- Awarded for: Best Film of the Year decided by Jury
- Country: Pakistan
- Presented by: ARY Digital Network and Entertainment Channel
- First award: 2014 (for the films released in 2013)
- Currently held by: Jawani Phir Nahi Ani (2015)
- Website: aryfilmawards.com

= ARY Film Award for Best Film Jury =

Pakistani film award

The ARY Film Award for Best Film Jury is one of the ARY Film Awards of Merit presented annually by the ARY Digital Network and Entertainment Channel to producers working in the film industry and is the only category in which every member is eligible to submit a nomination. Best Film Jury is considered the most important of the ARY Film Awards, as it represents all the directing, acting, music composing, writing, editing and other efforts put forth into a drama. This award is one of the two Best Film awards in ceremony which is awarded to relevant film only on the decision of ceremony Jury, while other being awarded on Viewers Voting's.

==History==
The best film jury category originates with the 1st ARY Film Awards ceremony since 2014. This category has been given to the best film of previous year to the ceremony held by Jury selection. Since ARY Film Awards has been just started, this category has not a brief history. The name of the category officially termed by the channel is:

- 2013 → present: ARY Film Award for Best Film Jury

== Winners and nominees ==

For Best Film Jury there were no Nomination made as of first ceremony, Since this Category awarded to Best Film of the Year by Jury, so it has to be only one win and one nominee. Following years may have nominations but as per of first ceremony only solo win and solo nomination was being made. The year shown is the one in which the film first released; normally this is also the year before the ceremony at which the award is given; for example, a film exhibited theatrically during 2005 was eligible for consideration for the 2005 Best Film ARY Awards, awarded in 2006. The number of the ceremony (1st, 2nd, etc.) appears in parentheses after the awards year, linked to the article on that ceremony/ Each individual entry shows the title followed by the production company, and the producer. Till from 2013, the Best Drama Serial award has given to producer rather than to Production company.

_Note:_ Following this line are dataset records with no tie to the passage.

Issue #383, opened 2017-08-02
Upload an empty file returns incorrect message


yfdyh000:
Try upload an 0 bytes file to testing the functionality.

The Send page alert the `Uploading multiple files or a folder is currently not supported.` (`uploadPageMultipleFilesAlert`).

pdehaan:
Not sure exactly what the code is doing, but I believe this is coming from [/frontend/src/upload.js:143](https://github.com/mozilla/send/blob/f1c894d14fce7a514428914ffa69b82355508f42/frontend/src/upload.js#L143), where we explicitly check for a file size of 0:

```js
event.originalEvent.dataTransfer.files[0].size === 0
```

ericawright:
That check is in there in order to catch when the user uploads a folder. The "file" size comes through as 0 in that case as well.

ehuggett:
I can upload 0byte files on production and dev.

I did manage to grab this screenshot from dev
![send_nan](https://user-images.githubusercontent.com/8090731/29754963-d874219a-8b87-11e7-98cb-3d5cc94fb0c3.png)

234B sounds plausible for posting an "empty" encrypted file (probably 32Bytes itself?) as an attachment on a form that also has a few metadata fields and headers (filename, content-type etc), its the total size of the form (and its file)?

NaN is of course "not a number", presumably something has been divided by the file size?

I tried to upload the 0byte file to github as "proof" that it really was empty, but github won't let me 😄 

![screenshot](https://user-images.githubusercontent.com/8090731/29755005-5ba4346a-8b88-11e7-90e9-f530de1c9996.png)

himanish-star:
Can I work on this issue ?

dannycoates:
> Can I work on this issue ?

Empty files can no longer be uploaded so this was already fixed at some point.

PR #399, opened 2017-08-02
Possible fix for issue #383

gvanwaelvelde:
This could possibly fix issue #383 .
Just a suggestion...


ericawright:
I tested it with a single file, size 0bytes, and I still received the "Uploading multiple files or a folder is currently not supported." message

gvanwaelvelde:
Maybe we could use just one error message for both a folder and an empty file?
"Uploading an empty file or a folder is not allowed"
This is not ideal, and may even be confusing for some users, but when we can't differentiate between an empty file and a folder, we may have no choice.

pdehaan:
Wow, this is pretty interesting... I'm seeing some different behavior on Chrome/Firefox with regards to folder sizes and how gracefully we handle empty folders vs folders with 1 file versus multiple files.

---

I have a file called "zerobytes.txt" which is just an empty file on my desktop.
If I drag that file into Firefox Send (using Firefox), it correctly says "Uploading an empty file is not allowed":

firefox_send

Chrome seems to agree:

firefox_send

firefox_send

---

Attempting to upload an empty directory into Firefox gives the same error message of "Uploading an empty file is not allowed". Not sure how to avoid that bit, since it still appears as a single file in a filelist with 0 bytes:

firefox_send

This is where Chrome starts to get a bit unexpected. Dropping an empty folder onto the drop zone tries uploading a directory, but takes me to the "Something went wrong!" page with an error. But note that Chrome reports an empty directory as having a size of 68 bytes.

firefox_send

Anyways. Not sure if dropping folders is a common-ish use case, or if that explains an error rate for "upload-stopped" with a `cd2` of "errored".

---

Chrome behavior seems equally baffling when you try dragging a folder with exactly 1 file versus a folder with multiple files.

The only consistency I see with dropping folders, is that Chrome (Release) and Firefox (Beta) both return a `FileList[0].type = ""` when dropping folders. But that feels way too brittle to try writing logic around.

dannycoates:
I think other changes have superseded the need for this

PR #402, opened 2017-08-02
filter the hash from error reports

dannycoates:
we don't want to know it

### DIFF
--- a/package.json
+++ b/package.json
@@ -92,6 +92,6 @@
     "test": "npm-run-all test:*",
     "test:unit": "mocha test/unit",
     "test:server": "mocha test/server",
-    "test:browser": "browserify test/frontend/frontend.bundle.js -o test/frontend/bundle.js -d && node test/frontend/driver.js"
+    "test--browser": "browserify test/frontend/frontend.bundle.js -o test/frontend/bundle.js -d && node test/frontend/driver.js"
   }
 }
--- a/views/jsconfig.handlebars
+++ b/views/jsconfig.handlebars
@@ -5,11 +5,24 @@ if (isIE && !isUnsupportedPage) {
   window.location.replace('/unsupported/ie');
 }
 
-{{#if dsn}}
-window.dsn = '{{{dsn}}}';
+{{#if sentryId}}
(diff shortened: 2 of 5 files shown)


views/jsconfig.handlebars
```diff
@@ -5,11 +5,24 @@ if (isIE && !isUnsupportedPage) {
...
+{{#if sentryId}}
+var RAVEN_CONFIG = {
+  release: '{{{version}}}',
+  tags: {
+    commit: '{{{commit}}}'
+  },
+  dataCallback: function (data) {
+    var hash = window.location.hash;
+    if (hash) {
+      return JSON.parse(JSON.stringify(data).replace(new Regexp(hash.slice(1), 'g'), ''));
```
pdehaan: Should be `RegExp` (per [MDN](https://developer.mozilla.org/en/docs/Web/JavaScript/Reference/Global_Objects/RegExp))? 

I was going to see if ESLint caught that, but I guess this is a weird hybrid .handlebars file, which linting would never see.

Not sure if we need to wrap any of that in a `try..catch()` in case something implodes unexpectedly.

package.json
```diff
@@ -92,6 +92,6 @@
     "test": "npm-run-all test:*",
     "test:unit": "mocha test/unit",
     "test:server": "mocha test/server",
-    "test:browser": "browserify test/frontend/frontend.bundle.js -o test/frontend/bundle.js -d && node test/frontend/driver.js"
+    "test--browser": "browserify test/frontend/frontend.bundle.js -o test/frontend/bundle.js -d && node test/frontend/driver.js"
```
pdehaan: 💯

dannycoates:
I generated a test error, and the fragment is no longer included https://sentry.prod.mozaws.net/operations/send-dev/issues/633106/

views/jsconfig.handlebars
dannycoates: I think throwing is better in this case. It has the least surprising result, the report isn't sent. Returning `null` sends the original `data` including fragment, and returning `{}` also doesn't send the report but is less obvious what it might do.

Issue #325, opened 2017-07-26
[style] use async/await


dannycoates:
It might be fun to use `async/await` syntax on the server.

Here's a sample snippet:

```js
app.get('/download/:id', async (req, res) => {
  const id = req.params.id;
  if (!validateID(id)) {
    return res.sendStatus(404);
  }
  try {
    const filename = await storage.filename(id);
    const contentLength = await storage.length(id);
    const timeToExpiry = await storage.ttl(id);
    res.render('download', {
      filename: decodeURIComponent(filename),
      filesize: bytes(contentLength),
      sizeInBytes: contentLength,
      timeToExpiry: timeToExpiry
    });
  } catch (e) {
    res.status(404).render('notfound');
  }
});
```

pdehaan:
💯 

Related, doing something like #64 to convert Redis calls to a promise style instead of callback style, would make it play much better w/ `async/await`.
As would switching to the already promise-based `fetch()` API, circa #32 (although that's more of a front end optimization).

weihanglo:
I changed all promises into async functions in express at weihanglo/send@bbe111a.

However, in **storage.js**, methods on Redis client seem cannot be promisified by NodeJS 8 `util.promisify`. I thought this issue may be related to 424eb2c. Any idea?

dannycoates:
@weihanglo thanks! Feel free to submit a PR and we can discuss the details there.

pdehaan:
Awesome work, @weihanglo!

There are a few more Promise notes buried in #64 (most notably the https://github.com/mozilla/send/issues/64#issuecomment-310733702 which has a pointer to the official Redis+Promise documentation on using [**bluebird**](http://npm.im/bluebird) to promisify the entire RedisClient using something like:

```js
bluebird.promisifyAll(redis.RedisClient.prototype);
```

I only briefly played with their sample code, but I'm sure we could figure it out if you need a second pair of eyes.

gautamkrishnar:
Can this issue be closed? I think it's fixed now...

pdehaan:
@gautamkrishnar I think we're still keeping this open until we try and promisify the server/storage.js bits.

Issue #64, opened 2017-06-08
Replace callbacks w/ promise wrappers with util.promisify?


pdehaan:
In the spirit of needless optimizations, we may be able to reduce the code by a few bytes if we use the new Node 8 [`util.promisify()`](https://nodejs.org/dist/latest-v8.x/docs/api/util.html#util_util_promisify_original) in a couple places.

Ref: http://2ality.com/2017/05/util-promisify.html

For example, instead of [this](https://github.com/mozilla/something-awesome/blob/24abf669b02a6bffee5318c76a6301453cefde22/server/storage.js#L44-L54):

```js
function filename(id) {
  return new Promise((resolve, reject) => {
    redis_client.hget(id, 'filename', (err, reply) => {
      if (!err) {
        resolve(reply);
      } else {
        reject();
      }
    });
  });
}
```

... we _may_ be able to shorten to:

```js
const { promisify } = require('util');
// ...

function filename(id) {
  const hget = promisify(redis_client.hget);
  return hget(id, 'filename');
}
```

And in theory the above will resolve with the `reply` object or reject with the `err` object.
I don't think we can use it in all the places we're using wrapper Promise objects though.

pdehaan:
Another example:

```js
function localDelete(id, delete_token) {
  return new Promise((resolve, reject) => {
    redis_client.hget(id, 'delete', (err, reply) => {
      if (!reply || delete_token !== reply) {
        reject();
      } else {
        redis_client.del(id);
        resolve(fs.unlinkSync(__dirname + '/../static/' + id));
      }
    });
  });
}

function localForceDelete(id) {
  return new Promise((resolve, reject) => {
    redis_client.del(id);
    resolve(fs.unlinkSync(__dirname + '/../static/' + id));
  });
}
```

vs

```js
function localDelete(id, delete_token) {
  const hget = promisify(redis_client.hget);
  return hget(id, 'delete')
    .then((reply) => {
      if (!reply || reply !== delete_token) {
        throw new Error(`Uh oh, unable to delete ${id}: ${reply}`);
      }
      return localForceDelete(id);
    });
}

function localForceDelete(id) {
  redis_client.del(id);
  return Promise.resolve(fs.unlinkSync(path.join(__dirname, '..', 'static', id)));
}
```

pdehaan:
Potentially better approach (at the expense of yet another dependency): https://github.com/NodeRedis/node_redis#promises

PR #404, opened 2017-08-03
Use async function instead of promise (#325)

weihanglo:
Changed all promises into async functions for express.

I have attempted to promsify all Redis client methods as #64 described. It failed but I have no idea why, and I cannot log directly in [storage.js](https://github.com/mozilla/send/blob/424eb2c37ad50ab7778985edbea029e8683e4720/server/storage.js). Any help?

### DIFF
--- a/server/server.js
+++ b/server/server.js
@@ -205,7 +205,7 @@ app.post('/delete/:id', async (req, res) => {
   }
 
   try {
-   const err = await storage.delete(id, delete_token);
+    const err = await storage.delete(id, delete_token);
     if (!err) {
       log.info('Deleted:', id);
       res.sendStatus(200);
--- a/server/server.js
+++ b/server/server.js
@@ -117,93 +117,79 @@ app.get('/jsconfig.js', (req, res) => {
   });
 });
 
-app.get('/exists/:id', (req, res) => {
+app.get('/exists/:id', async (req, res) => {
   const id = req.params.id;
   if (!validateID(id)) {
     res.sendStatus(404);
     return;
   }
 
-  storage
-    .exists(id)
-    .then(() => {
-      res.sendStatus(200);
-    })
-    .catch(err => res.sendStatus(404));
+  try {
+    await storage.exists(id);
+    res.sendStatus(200);
+  } catch (e) {
+    res.sendStatus(404);
+  }
 });
 
-app.get('/download/:id', (req, res) => {
+app.get('/download/:id', async (req, res) => {
   const id = req.params.id;
   if (!validateID(id)) {
     res.sendStatus(404);
     return;
   }
 
-  storage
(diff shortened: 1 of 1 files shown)


server/server.js
```diff
@@ -117,93 +117,79 @@ app.get('/jsconfig.js', (req, res) => {
...
-          });
-        });
-      });
-    })
-    .catch(() => {
-      res.status(404).render('notfound');
+  try {
+    const filename = await storage.filename(id);
+    const contentLength = await storage.length(id);
+    const timeToExpiry = storage.ttl(id);
```
dannycoates: this needs an `await`

weihanglo: Done 596ad87!

dannycoates:
As you've discovered converting storage.js is going to be more complicated. Let's do that in a separate PR. The easiest strategy is probably to add bluebird, as recommended in the node_redis [readme](https://github.com/NodeRedis/node_redis#promises). We'll also probably need to adjust the code a bit if that changes the behavior or rejecting, i.e. change some try/catches into checking result values.

dannycoates:
Thanks @weihanglo! I'll verify this and merge it in the morning :)

server/server.js
```diff
@@ -218,15 +204,15 @@ app.post('/delete/:id', (req, res) => {
...
-    .delete(id, delete_token)
-    .then(err => {
-      if (!err) {
-        log.info('Deleted:', id);
-        res.sendStatus(200);
-      }
-    })
-    .catch(err => res.sendStatus(404));
+  try {
+   const err = await storage.delete(id, delete_token);
```
pdehaan: Super minor nit, but I think the indenting is slightly off here. Not sure if you want to try risking running `npm run format` and running the **prettier** formatter against the codebase.

server/server.js
```diff
@@ -254,48 +240,50 @@ app.post('/upload', (req, res, next) => {
...
-      .forceDelete(newId)
-      .then(err => {
-        if (!err) {
-          log.info('Deleted:', newId);
-        }
-      })
-      .catch(err => {
-        log.info('DeleteError:', newId);
-      });
+  req.on('close', async err => {
```
pdehaan: Unrelated to PR, but I just noticed that the `.on('close')` may return an `err` response here (apparently), which we aren't checking, but then we're overwriting the `err` value below on line 266.  🤷‍♀️ 
Behavior looks the same as it was previously, but there may be dragons here. Very small, uninteresting dragons.

server/server.js
weihanglo: Sorry I totally forgot it! Maybe we should add pre-commit or pre-push hook to prevent these kind of mistake.

dannycoates:
Thanks again, @weihanglo!

PR #406, opened 2017-08-03
Add noscript tag

### LINKED ISSUE #373: Add noscript tag?
Not even sure what the world does about `<noscript>` anymore since JavaScript Rules Everything Around Me.

But our site looks slightly suboptimal (since we rely heavily on JavaScript+l20n).

firefox_send

Not sure how to properly fix it. I'm guessing we add `hidden="hidden"` to `<div id="page-one">` as well, and then remove that using jQuery, then we can add a `<noscript>` block which briefly says  something like "Firefox Send relies on JavaScript in order to encrypt and transfer files. Please enable JavaScript and try again." (with an optional link to an FAQ answer about why JavaScript is awesome, and how we need it in order to safely encrypt/decrypt the file on the user's computer).

As for the missing footer links, I think we have to do the same /unsupported/ie fallback we did where we just hardcode some en-US strings into the footer so they at least have some legal links if they cannot load l20n for some reason. In the case of the local /legal page, that may be a small comfort unless we hardcode all the en-US strings there too:

firefox_send

pdehaan:
You can test this locally by toggling the `javascript.enabled` Boolean in _about:config_.

With a locale set of "fr", this totally looks like:

firefox_send

Fixes #373

### DIFF
--- a/docs/faq.md
+++ b/docs/faq.md
@@ -19,10 +19,12 @@ particular).
 
 ## Why does Firefox Send require JavaScript?
 
-- We use JavaScript to encrypt and decrypt files locally on the client instead of the server.
-- We use JavaScript to render the user interface of Send.
-- We use JavaScript to manage translate the website into [various different languages](https://github.com/mozilla/send#localization).
-- We use JavaScript to collect data to help us improve Send in accordance with our [Terms &amp; Privacy](https://send.firefox.com/legal).
+Firefox Send uses JavaScript to:
+
+- Encrypt and decrypt files locally on the client instead of the server.
+- Render the user interface.
+- Manage translations on the website into [various different languages](https://github.com/mozilla/send#localization).
+- Collect data to help us improve Send in accordance with our [Terms & Privacy](https://send.firefox.com/legal).
 
 Since Send is an open source project, you can see all of the cool ways we use JavaScript by [examining our code](https://github.com/mozilla/send/).
 
--- a/docs/faq.md
+++ b/docs/faq.md
@@ -17,6 +17,15 @@ Many browsers support this standard and should work fine, but some have not
 implemented it yet (mobile browsers lag behind on this, in
 particular).
 
+## Why does Firefox Send require JavaScript?
+
+- We use JavaScript to encrypt and decrypt files locally on the client instead of the server.
+- We use JavaScript to render the user interface of Send.
+- We use JavaScript to manage translate the website into [various different languages](https://github.com/mozilla/send#localization).
+- We use JavaScript to collect data to help us improve Send in accordance with our [Terms &amp; Privacy](https://send.firefox.com/legal).
+
+Since Send is an open source project, you can see all of the cool ways we use JavaScript by [examining our code](https://github.com/mozilla/send/).
+
 ## How long are files available for?
 
 Files are available to be downloaded for 24 hours, after which they are removed
--- a/views/index.handlebars
+++ b/views/index.handlebars
@@ -1,4 +1,4 @@
-<div id="page-one">
+<div id="page-one" hidden>
   <script src="/upload.js"></script>
   <div class="title" data-l10n-id="uploadPageHeader"></div>
   <div class="description">
--- a/views/layouts/main.handlebars
+++ b/views/layouts/main.handlebars
@@ -39,11 +39,11 @@
   <div class="footer">
     <div class="legal-links">
       <a href="https://www.mozilla.org"><img class="mozilla-logo" src="/resources/mozilla-logo.svg"/></a>
-      <a href="https://www.mozilla.org/about/legal" data-l10n-id="footerLinkLegal"></a>
-      <a href="https://testpilot.firefox.com/about" data-l10n-id="footerLinkAbout"></a>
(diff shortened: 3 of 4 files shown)


docs/faq.md
```diff
@@ -17,6 +17,15 @@ Many browsers support this standard and should work fine, but some have not
...
 particular).
 
+## Why does Firefox Send require JavaScript?
+
+- We use JavaScript to encrypt and decrypt files locally on the client instead of the server.
+- We use JavaScript to render the user interface of Send.
+- We use JavaScript to manage translate the website into [various different languages](https://github.com/mozilla/send#localization).
+- We use JavaScript to collect data to help us improve Send in accordance with our [Terms &amp; Privacy](https://send.firefox.com/legal).
+
+Since Send is an open source project, you can see all of the cool ways we use JavaScript by [examining our code](https://github.com/mozilla/send/).
```
pdehaan: Copied the general concept/text from [**mozilla/testpilot** docs/faq.md](https://github.com/mozilla/testpilot/blob/master/docs/faq.md#why-does-test-pilot-require-javascript), but could probably use a bit of tweaking.

views/index.handlebars
```diff
@@ -1,4 +1,4 @@
-<div id="page-one">
+<div id="page-one" hidden>
```
pdehaan: Hides the content by default on the homepage, and then we show the content on `document.ready` using jQuery in frontend/src/upload.js above (assuming the user has JavaScript enabled).

views/layouts/main.handlebars
```diff
@@ -29,16 +29,21 @@
     <a href="https://qsurvey.mozilla.com/s3/txp-firefox-send" rel="noreferrer noopener" class="feedback" target="_blank" data-l10n-id="siteFeedback">Feedback</a>
   </header>
   <div class="all">
+    <noscript>
+      <h2>Firefox Send requires JavaScript</h2>
+      <p><a href="https://github.com/mozilla/send/blob/master/docs/faq.md#why-does-firefox-send-require-javascript" target="_blank" rel="noreferrer noopener">Why does Firefox Send require JavaScript?</a></p>
+      <p>Please enable JavaScript and try again.</p>
+    </noscript>
```
pdehaan: This is all en-US only. Sorry. But since l20n doesn't work without JavaScript, we're a bit stuck unless we do weird workarounds like some meta refresh to localized copies of a page.

views/layouts/main.handlebars
```diff
@@ -29,16 +29,21 @@
...
-      <a href="https://www.mozilla.org/about/legal" data-l10n-id="footerLinkLegal"></a>
-      <a href="https://testpilot.firefox.com/about" data-l10n-id="footerLinkAbout"></a>
-      <a href="/legal" data-l10n-id="footerLinkPrivacy"></a>
-      <a href="/legal" data-l10n-id="footerLinkTerms"></a>
-      <a href="https://www.mozilla.org/privacy/websites/#cookies" data-l10n-id="footerLinkCookies"></a>
+      <a href="https://www.mozilla.org/about/legal" data-l10n-id="footerLinkLegal">Legal</a>
+      <a href="https://testpilot.firefox.com/about" data-l10n-id="footerLinkAbout">About Test Pilot</a>
+      <a href="/legal" data-l10n-id="footerLinkPrivacy">Privacy</a>
+      <a href="/legal" data-l10n-id="footerLinkTerms">Terms</a>
+      <a href="https://www.mozilla.org/privacy/websites/#cookies" data-l10n-id="footerLinkCookies">Cookies</a>
```
pdehaan: Again, all the defaults for the footer link text are in en-US, but will still localize correctly w/ l20n if they have JavaScript enabled.

pdehaan:
@dannycoates @flodolo Any last minute objections before I press the big, green button?

views/layouts/main.handlebars
flodolo: Ugh :-\

@stasm can we try to think if it's possible to provide a "solution", or at least a suggested workaround, for this?

views/layouts/main.handlebars
flodolo: @stasm Do we risk to get into trouble? I know we had in the past, with l20n and react fighting over updating this content, but we weren't using fluent-react

docs/faq.md
flodolo: I would really avoid repeating "We use JavaScript".
```
We use JavaScript to:
* Encrypt …
* Render …
etc.
```

I also doubt you need to encode the ampersand in a markdown file.

views/layouts/main.handlebars
stasm: Unless there are a11y concerns, I'm quite OK with this here being the suggested solution. Can we assume that people who disable JavaScript are tech-savvy enough to understand this message?

views/layouts/main.handlebars
stasm: There doesn't seem to be any client-side framework managing the rendering of these elements. If I'm not mistaken, it's a static template rendered by the server. L20n will remove the child elements and replace them with translations.

pdehaan: Yeah, we aren't using React/fluent-react on this project, just vanilla jQuery and l20n.

PR #514, opened 2017-08-14
use async and removed jquery from download.js

dannycoates:


frontend/src/download.js
```diff
@@ -41,76 +44,72 @@ function download() {
...
-        .formatValues('downloadNotification', 'downloadFinish')
-        .then(translated => {
-          notify(translated[0]);
-          $title.text(translated[1]);
-        });
+    links.setOpenInNewTab(false);
+    storage.totalDownloads += 1;
+    metrics.completedDownload({ size, time, speed });
+    progress.setText(' ');
+    document.l10n
```
pdehaan: These are promises too. Do we wait to `await` them, or ¯\\\_(ツ)\_/¯?

dannycoates: I thought about it, but it's fine (better?) that they happen async.

PR #527, opened 2017-08-20
attempting at improving readme rethorics

tmm88:
**with this PR I do basically aim at:**

- *attempting at improving readme rethorics;*

### DIFF
--- a/README.md
+++ b/README.md
@@ -7,7 +7,7 @@
 
 ## What it does
 
-A file sharing experiment which allows you to send encrypted files to other users.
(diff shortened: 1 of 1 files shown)


ericawright:
Thank you for the PR, But, I disagree with both of these changes. The word "basically" is hedging, and doesn't actually make it more clear what _send_ does. 
"Via" also doesn't seem to add anything to this readme, and since it is used in the same sentence just a few words before seems repetitive.

Closing, please reopen if others disagree.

As of the first ceremony, only one winner was announced during the ceremony which was Jury decision based winner. This category is among four Jury Awards in ARY Film Awards that has only one win and one nomination.

For the first ceremony, the eligibility period spanned full calendar years. For example, the 1st ARY Film Awards presented on May 35, 2015, to recognized films that were released between January, 2013, and December, 2013, the period of eligibility is the full previous calendar year from 1 January to 31 December.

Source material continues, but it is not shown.